I disagree. If one team is inferior than I think it makes sense to use a ball-control offense even if it hurts your own offense, so long as it doesn't hurt it too much.
Let's assume a simple game where you can only score TDs. One Team P has a p chance of scoring a TD on a given drive and the other Team Q has a q (where p > q) chance of scoring a TD on a given drive. Under that assumption, the number of TDs a team scores in a game where they have N drives is given by the binomial distribution -- the chance of P scoring k TDs on N drives is:
(N choose k) p^k (1 - p)^(N - k)
Then you can do a brute-force sum to figure out what the chance is that in those N drives Team P will score more TDs than Team Q. I wrote a quick & dirty program to do that and here's those probabilities where p=0.50 and q=0.35:
p scores TD on 0.5 of drives, q scores TD on 0.35 of drives
2 drives, p wins: 0.43062500000000004
3 drives, p wins: 0.49196874999999995
4 drives, p wins: 0.535686328125
5 drives, p wins: 0.56991365234375
6 drives, p wins: 0.5981763696289063
7 drives, p wins: 0.6223186502685546
8 drives, p wins: 0.6434266423286438
9 drives, p wins: 0.662195075346031
10 drives, p wins: 0.6790962421555876
And here's the results where p=0.50 and q=0.30:
p scores TD on 0.5 of drives, q scores TD on 0.3 of drives
2 drives, p wins: 0.4724999999999999
3 drives, p wins: 0.5442499999999999
4 drives, p wins: 0.5954812499999999
5 drives, p wins: 0.6354818749999999
6 drives, p wins: 0.6683020312499997
7 drives, p wins: 0.6960855781249999
8 drives, p wins: 0.7201125298828128
9 drives, p wins: 0.7412131175585933
10 drives, p wins: 0.7599595403490231
Now, pretend that if Team Q uses its regular q=0.35 offense each team gets 8 drives but if Team Q uses its inferior q=0.30 ball control offense each team only gets 4 drives. In that case, Team P will win 64.3% of the time if Q plays "normal" but will only win 59.5% of the time if Q plays "ball control".

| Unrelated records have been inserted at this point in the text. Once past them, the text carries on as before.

PR #939, opened 2021-03-19
Create preliminary validation params for safegraph_patterns

sgsmob:
### Description
Create a preliminary set of validation params for `safegraph_patterns` and turn on running the validation in production.

### Changelog
Validation file turns off validation for all signals in `safegraph` since they share a common `data_source` in the API. 

### Fixes 
- Partially addresses #725

### DIFF
--- a/ansible/templates/safegraph_patterns-params-prod.json.j2
+++ b/ansible/templates/safegraph_patterns-params-prod.json.j2
@@ -18,7 +18,7 @@
     "common": {
       "data_source": "safegraph",
       "span_length": 14,
-      "end_date": "today",
+      "end_date": "today-4",
       "suppressed_errors": [
         {"signal": "completely_home_prop"},
         {"signal": "completely_home_prop_7dav"},
--- a/ansible/templates/safegraph_patterns-params-prod.json.j2
+++ b/ansible/templates/safegraph_patterns-params-prod.json.j2
@@ -14,7 +14,30 @@
     "sync": true,
     "wip_signal" : []
   },
-  "archive": {
-    "cache_dir": "./cache"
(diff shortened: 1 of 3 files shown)


nmdefries (commented):
From #915 it looks like `end_date` should be of the format `today-<n>`; I think `today` will cause an error.

sgsmob:
> From #915 it looks like `end_date` should be of the format `today-<n>`; I think `today` will cause an error.

Good catch, fixed in #943

nmdefries (approved):

ansible/templates/safegraph_patterns-params-prod.json.j2
```diff
@@ -14,7 +14,30 @@
     "sync": true,
     "wip_signal" : []
   },
-  "archive": {
-    "cache_dir": "./cache"
+  "validation": {
+    "common": {
+      "data_source": "safegraph",
+      "span_length": 14,
+      "end_date": "today",
```
krivard, line 21:
```suggestion
      "end_date": "today-4",
```

safegraph_patterns/params.json.template
```diff
@@ -13,7 +13,30 @@
     "aws_endpoint": "",
     "sync": true
   },
-  "archive": {
-    "cache_dir": "./cache"
+  "validation": {
+    "common": {
+      "data_source": "safegraph",
+      "span_length": 14,
+      "end_date": "today",
```
krivard, line 20:
```suggestion
      "end_date": "today-4",
```

krivard (commented):
Updates to end_date referencing min_lag from meta

PR #67, opened 2017-12-07
Use import instead of Base.require in require.jl 

vdayanand:
Can we replace `Base.require` with `import` require.jl?, this causes problem if we want to import Pkg3 in juliarc.jl

### DIFF
--- a/src/require.jl
+++ b/src/require.jl
@@ -1,2 +1,2 @@
 push!(empty!(LOAD_PATH), dirname(dirname(@__DIR__)))
-Base.require(:Pkg3)
+import Pkg3


StefanKarpinski:
This was *very* fiddly to get to work in all cases, so I would not make this change unless various people have tried it in various ways. Note that I originally made this change to better support Pkg3 being loaded via `include` which was, IIRC, how you were using it at the time...

vdayanand:
The issue back then was that PyCall build was failing when `include` was used to load Pkg3. I checked and this change doesn't break that. If I am not wrong, when Pkg is replaced with Pkg3, this change wouldn't matter.

KristofferC:
This shouldn't be needed anymore.

PR #68, opened 2017-12-07
exit pkg repl mode with ^C

fredrikekre:
I find `^C` to be a convenient way to exit the pkg repl mode. That is how other repl modes behave too (help, shell, cxx etc). What was the reason for explicitly removing this?

### DIFF
--- a/src/REPLMode.jl
+++ b/src/REPLMode.jl
@@ -474,8 +474,6 @@ function create_mode(repl, main)
     end
 
     mk = REPL.mode_keymap(main)
-    # ^C should not exit prompt
-    delete!(mk, "^C")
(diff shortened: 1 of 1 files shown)


StefanKarpinski:
I forget – I think it was causing some kind of problem. But if it's not anymore, then we can re-enable.

fredrikekre:
From what I have tried it seems to work just fine.

StefanKarpinski:
IIRC, it was exiting the REPL altogether, which was pretty bad. I guess it's not doing that anymore?

fredrikekre:
Nope, works just like the shell and help repl modes.

PR #69, opened 2017-12-07
use global settings struct for some other globals

KristofferC:


src/Pkg3.jl
```diff
@@ -8,12 +8,19 @@ else
...
 end
 
-const DEPOTS = [joinpath(homedir(), ".julia")]
-depots() = DEPOTS
-logdir() = joinpath(DEPOTS[1], "logs")
+@enum LoadErrorChoice LOAD_ERROR_QUERY LOAD_ERROR_INSTALL LOAD_ERROR_ERROR
 
-const USE_LIBGIT2_FOR_ALL_DOWNLOADS = false
-const NUM_CONCURRENT_DOWNLOADS      = 8
+Base.@kwdef mutable struct GlobalSettings
```
rfourquet: I didn't know `Base.@kwdef`, that's awesome! you should have told me I can use it for `Base.REPL.Options` :) Speaking of which, would `Base.REPL.Settings` be a better name for it?
And here... wouldn't `Settings` be a better name than `GlobalSettings`? for the `const` global object, `GLOBAL_SETTINGS` looks like a good name, but could we imagine people doing crazy things and using multiple distinct instances of `GlobalSettings` concurrently, making it more of a local thing? (I really don't know Pkg3's code, so I speak blindly here).

KristofferC: Yeah, perhaps `Settings` is a better name. I don't really think many instances of it will be used though.

StefanKarpinski:
Probably a good idea but was there some particular motivation for this change?

KristofferC:
If we have a settings object, seems to make sense to put the settings there. Also, this means that the options like how many concurrent downloads to use and if one should only use libgit2 for downloads are no longer constants.

StefanKarpinski:
It would be good to put that reasoning in the commit message :)

KristofferC:
The main intention was to put global options into the global struct object which is what the commit message says.

PR #73, opened 2017-12-08
Transition from Pkg2 to Pkg3

carlobaldassi:
This removes all "legacy" stuff from Pkg2, keeping only what's still needed, and merging that into Pkg3.

Highlights:
* Removed `VersionInterval` and `VersionSet`, use `VersionRange` and `VersionSpec` instead (also, `VersionSpec`s are normalized at construction time now).
* Use `UUID` everywhere in the package resolution code, instead of `String`s.
* Removed `Available`, use `Requires = Dict{UUID,VersionSpec}` instead

All of it is essentially "mechanical", the behavior should be unchanged.

It is a straight improvement in basically all respects. One sore point is that I had to assign a `UUID` to "julia" in order to create a corresponding `Requires` item. At the moment, it's just an arbitrary string that I wrote by hand (it's in "Types.jl"). I guess it would be better to filter out the versions earlier instead, such that the compatibility with the current version of julia can simply be assumed in the resolution-related code.

One decision that I have postponed at the moment is whether to switch from the simple alias `DepsGraph = Dict{UUID,Dict{VersionNumber,Requires}}` to a `struct`, so that it could contain the `uuid_to_name` dict too, which seems to make sense to me (I actually did this for `ResolveBacktrace`).

Another minor point is that in order to ease the transition I have allowed constructing `VersionRange`s with strings of the form `"2.0-*"`, i.e. with and open bound, in analogy with the form `"*"` for both open bounds.

Anyway I think these are points that could be addressed rather easily later, there is already a lot of stuff here. For reviewing, it's probably much easier to look at individual commits (each of which is a gradual step in the transition and results in a working code).

This PR supersedes #47. It will also need some coordination with #56 (cc @KristofferC), but they are largely independent; I believe that it would be easier and cleaner to have this first, and rebase #56 on top of it.


src/Types.jl
```diff
@@ -128,16 +263,154 @@ function Base.print(io::IO, s::VersionSpec)
...
+    for (pkg,vers) in B
+        A[pkg] = haskey(A,pkg) ? intersect(A[pkg],vers) : vers
+    end
+    return A
+end
+
+satisfies(pkg::UUID, ver::VersionNumber, reqs::Requires) =
+    !haskey(reqs, pkg) || in(ver, reqs[pkg])
+
+const DepsGraph = Dict{UUID,Dict{VersionNumber,Requires}}
```
KristofferC: Is this typealias worth it? I find it easier to read the code when this is spelled out.

carlobaldassi: It's used in quite a few places (around 20 including argument type declarations).
Mostly, however, I was planning to switch from a typealias to a true struct at some point, to include the `uuid_to_name` bit, since to me it makes sense to lump them together.

StefanKarpinski:
Excellent! Julia's official package UUID is `1222c4b2-2114-5bfd-aeef-88e4692bbb3e`, see:

https://github.com/JuliaLang/Pkg3.jl/blob/d335252ae8ea39b383daeb96217d6d8d3405e822/bin/loadmeta.jl#L92

carlobaldassi:
Thanks @StefanKarpinski, I have moved those definitions into Pkg3 so that we can have `uuid_julia` and use `uuid5` in tests too.
I have also restored a few pieces of `Pkg2` into the `bin` directory since they were used by "loadmeta.jl", so that now "bin/update.jl" works again.

StefanKarpinski:
Great. This is good to merge from my end whenever @KristofferC sees fit.

carlobaldassi:
@KristofferC thanks for merging, but could you please not squash things this big next time? The merge commit message is almost unintelligible, and we basically lost track of the individual changes and their reason.

KristofferC:
Sure, if you want I could just revert the merge and merge this again but without squashing.

carlobaldassi:
Yes, good idea, the history will be a bit messy but I think it's still better that way, thanks!

KristofferC:
Okay, I'll fix it in a few hours (gotta go do something)

StefanKarpinski:
I created a trivial merge commit with this full PR branch as one of its parents, which records the history. It leads to a kind of weird history DAG, but that's ok.

carlobaldassi:
Ah, well, git blame and the github history still only show the whole lump, but the information is at least retrievable now - thanks and apologies for the fuss.

StefanKarpinski:
No worries, it's a good idea to preserve the history.

PR #77, opened 2017-12-13
implement Pkg.dir() giving the path to a package in the manifest

KristofferC:
The same environment can't use two packages with the same name I presume?

### DIFF
--- a/src/API.jl
+++ b/src/API.jl
@@ -228,5 +228,28 @@ function init(path = pwd())
     Pkg3.Operations.init(path)
 end
 
+dir() = error("`Pkg.dir()` is discontinued, use `Pkg.dir(\"Package\")` or `Pkg.dir([\"PackageA\", ...])`")
+
+dir(pkg::String) = dir([pkg])[1]
+function dir(pkgs_str::Vector{String})
+    env = EnvCache()
+    pkgs = [PackageSpec(pkg, :manifest) for pkg in pkgs_str]
+    manifest_resolve!(env, pkgs)
+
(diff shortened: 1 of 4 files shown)


KristofferC:
Hmm passes locally...

StefanKarpinski:
It can, but the project can only have one thing by a given name. Something that the project depends on can have a different dependency by that name, however. It might be best to implement this by looking it up in the project file instead. But I'm not really sure since dependencies might need it too.

KristofferC:
But the dependencies for each package in the Manifest is only given by name?

StefanKarpinski:
See the logic here:

https://github.com/JuliaLang/Pkg3.jl/blob/70ca74e21802bbe6bd1d7c4c9a12b9599ea7ffbd/src/Types.jl#L619-L628

The `deps` entry in a manifest stanza is only an array of names if all of those names uniquely identify the package in the manifest. If any of the names has multiple meanings in the environment, then any `deps` map that depends on a "two meaning" package needs to be spelled out as a dict from names to UUIDs. So usually you don't need the mapping, but sometimes you do.

KristofferC:
Alright, we definitely need tests covering these cases. It is also difficult to code against this when there is no example that has the data saved in this format.

StefanKarpinski:
Agree. That's one of the reasons I really need to sit down and write a bunch of tests.

KristofferC:
This is perhaps better done as `Base.locate_package(Base.identify_package(Main, "Pkg"))` but with a nicer API.

PR #79, opened 2017-12-14
Update package URL in README.md

i-apellaniz:
I edited the package URL for cloning. I think it points now to the official package


StefanKarpinski:
Thanks!

PR #83, opened 2017-12-17
rebase of #56 (implement clone/free) onto #81 (graph refactor)

carlobaldassi:
As per the title, this rebases #56 on top of #81, cc @KristofferC, @StefanKarpinski.
I had to change a few things, and this allowed me to catch a few issues on the graph refactoring that I fixed. It seems to work now, or at least tests pass.

One annoying thing is that I had to bring back some pieces of Pkg2 from `bin/` into `src/`, to allow for the parsing of `REQUIRE` files. I suppose that it's going to be needed as long as we support Pkg2-style dependency specifications ~~(that part of the code needs to be fixed BTW)~~.


carlobaldassi:
Update: fixed the parsing of Pkg2 REQUIRE files.

StefanKarpinski:
Thank you for doing this, @carlobaldassi!

carlobaldassi:
I was feeling guilty for the amount of disruptiveness of my PRs :)

The Travis job fails with `ERROR: LoadError: LoadError: ArgumentError: Module SHA not found in current path.`, while AppVeyor succeeds. Does somebody have a clue?

StefanKarpinski:
Unfortunately, I'm not sure what's up with CI on this and @KristofferC is on vacation, so :man_shrugging:

KristofferC:
When I made this PR, SHA was not needed for Pkg3 itself, only for the bin stuff. This PR changes the .travis.yml script to only use Pkg3. We thus never do Pkg.clone and thus not download SHA.

carlobaldassi:
Ok the issue with Travis testing is fixed now. It's rather crude, but then again this won't be a problem once Pkg3 is moved to stdlib I guess.

carlobaldassi:
This is now on top of master, i.e. on top of all the graph refactoring stuff.

KristofferC:
Lovely, thanks a lot!

andyferris:
FYI I made a rebase of this at `ajf/clonerepo2-rebased`.

I found a problem where the tokenizer can't understand git urls like `pkg> clone git@github.com:a/b` (while the `Pkg3.clone("git@github.com:a/b")` works fine).

andyferris:
Using this, this seems neat. 

I'll note a couple things that would help me to use Pkg3 at work (eventually - doesn't have to be this PR):

 1) Use something other than REQUIRE to get the dependencies (it can remain as a "backup option"). Apart from consistency with the rest of the .toml files, I would like to add private dependencies here without breaking Pkg2 compatibility with standard METADATA (this would help me getting a private registry running for Julia v0.6).
 2) Allow one to specify a path inside the git repo as the base path of the package, since Pkg3 can support multiple packages per git repository using trees (this is going to be awesome, but probably not immediately necessary).

KristofferC:
> I found a problem where the tokenizer can't understand git urls..

For now, you need to surround the url with quotes.

> Use something other than REQUIRE to get the dependencies (it can remain as a "backup option").

Definitely, but in order to make this PR right now (and to test with existing package) it needed to handle REQUIRE files.

> since Pkg3 can support multiple packages per git repository using trees

It can, I didn't know this?

src/Operations.jl
```diff
@@ -364,13 +411,41 @@ function update_manifest(env::EnvCache, uuid::UUID, name::String, hash::SHA1, ve
...
+        reqfile = joinpath(path, "REQUIRE")
+
+        !isfile(reqfile) && return
+        deps = Dict{String,String}()
+        pkgs = PackageSpec[]
+        for r in filter!(r->r isa Pkg2.Reqs.Requirement, Pkg2.Reqs.read(reqfile))
+            push!(pkgs, PackageSpec(r.package))
+        end
+        # TODO: Get rid of this one?
+        registry_resolve!(env, pkgs)
```
StefanKarpinski: How do we determine if this should or shouldn't be gotten rid if?

src/REPLMode.jl
```diff
@@ -486,6 +528,50 @@ function do_init!(tokens::Vector{Tuple{Symbol,Vararg{Any}}})
     Pkg3.API.init(pwd())
 end
 
+function do_clone!(env::EnvCache, tokens::Vector{Tuple{Symbol,Vararg{Any}}})
+    isempty(tokens) && cmderror("`clone` take an url to a package to clone")
+    local url
+    basepath = get(ENV, "JULIA_DEV_PATH", default_dev_path())
```
StefanKarpinski: So even though this is a "path" to a place, we use `_PATH` and `_PATH` as a suffix in `LOAD_PATH` and `DEPOT_PATH` to indicate a list of places to look for things, whereas this is a single location to put things, which seems more like `Sys.BINDIR` or `JULIA_PKGDIR` so I think this environment variable should be called `JULIA_DEVDIR` or `JULIA_DEV_DIR`. I favor the former since we're [going to have](https://github.com/JuliaLang/julia/issues/20899) a bunch of variables with names like `SRCDIR` and `LIBDIR` so using the name `DEVDIR` seems more consistent.

StefanKarpinski:
>> since Pkg3 can support multiple packages per git repository using trees
>
> It can, I didn't know this?

It's not yet implemented, but since a version is just a tree and a tree doesn't need to appear at the root of a repository, it could with the right tooling work. Since we don't really have any dev tooling for tagging Pkg3 packages yet, it doesn't support this but it also doesn't not support this – if you arranged for a Pkg3 version entry to map to a subtree in the repo, it would just work. Of course that subtree should look like a normal package, but that's certainly doable.

andyferris:
> since a version is just a tree and a tree doesn't need to appear at the root of a repository, it could with the right tooling work. Since we don't really have any dev tooling for tagging Pkg3 packages yet, it doesn't support this but it also doesn't not support this – if you arranged for a Pkg3 version entry to map to a subtree in the repo, it would just work. Of course that subtree should look like a normal package, but that's certainly doable.

Exactly. AFAICT, if I make my own head-written registry, I can have my own monorepo for all of my company's private packages - that *is* implemented. (After reading some blogposts on Google's monorepo, it seems rather appealing, but in any case it would be good to put some related libraries and/or tools/apps/projects into one repository).

I would be extremely happy if any new tooling regarding creating and editing registries, package templates, and developing packages could respect this possibility - since adding this later might be difficult after architectural decisions are made and lead to avoidable refactoring.

Regarding the functionality in this PR, I guess packages in development mode need a local git repository (cloned in this case) *and* a subdirectory of the repository, which can then be mapped to-and-from a tree hash?

StefanKarpinski:
My thinking is that if a MetaProject.toml file exists we look in that for where the actual projects are and dev tools all respect that.

andyferris:
OK, cool, so this isn't recorded in the registry at all... actually that's quite nice and lets developers move stuff around inside the repository quite easily.

src/Operations.jl
```diff
@@ -198,20 +198,38 @@ function collect_fixed!(env, pkgs, uuids)
...
+
+            uuid_to_pkg[pkg.uuid] = pkg
+            # Load the dependencies if this package has a REQUIRE
+            # TODO: this is still using Pkg2 facilities
+            reqfile = joinpath(path, "REQUIRE")
+            fix_deps_map[pkg.uuid] = valtype(fix_deps_map)()
+            !isfile(reqfile) && continue
+            for r in filter!(r->r isa Pkg2.Reqs.Requirement, Pkg2.Reqs.read(reqfile))
+                # @assert length(r.versions.intervals) == 1
+                pkg_name, version = r.package, r.versions.intervals[1]
```
carlobaldassi: I had fixed this (and the following lines) in https://github.com/JuliaLang/Pkg3.jl/pull/83/commits/bcdfe81c34bde723681f91f3ede2a62ad46329d1

KristofferC: Sorry, must have messed up in rebasing :/

carlobaldassi: It would be preferable to apply the fixes to https://github.com/JuliaLang/Pkg3.jl/pull/83/commits/c728e4bcaa2ae471792482281cb2fd9f14e3d8c1, where the rebase went wrong

KristofferC: alright, I'll try...

KristofferC: Hopefully good now

carlobaldassi: :+1:

src/Display.jl
```diff
@@ -12,7 +12,7 @@ const colors = Dict(
     '↑' => :light_yellow,
     '~' => :light_yellow,
     '↓' => :light_magenta,
-    '?' => :red,
+    '?' => :white,
```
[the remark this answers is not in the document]
KristofferC: There was some reason for this that made red look weird but I don't remember. Will change it back.

src/Operations.jl
KristofferC: The problem is using REQUIRE files that do not have UUIDs so the only way to get the UUIDS is to go to the registry. When we are not using REQUIRE files the UUIDs can just be read from the Manifest file.

StefanKarpinski: This should be harmless – if all the packages are already resolved, it won't hit the registry at all.

KristofferC:
Everything here should now be with similar functionality in master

So even though Q is less efficient in "ball control" mode it will actually win more often than if it used its regular offense.
On the other hand, if Q's "ball control" mode drops its efficiency too much, then Q's chance of winning will be worse than if they had just left things alone.
Note - remember that there can be ties, which are not being counted in P's win percentage above -- those are the percentages for outright wins. So that's why Team P's outright win percentage is lower for small number of drives than you might think. For example, in the first 2-drive case Team P only wins approx 43% of the time. That does not mean Team Q won 57% of the time. In actuality, Q won even fewer times than P did, with the remainder being ties.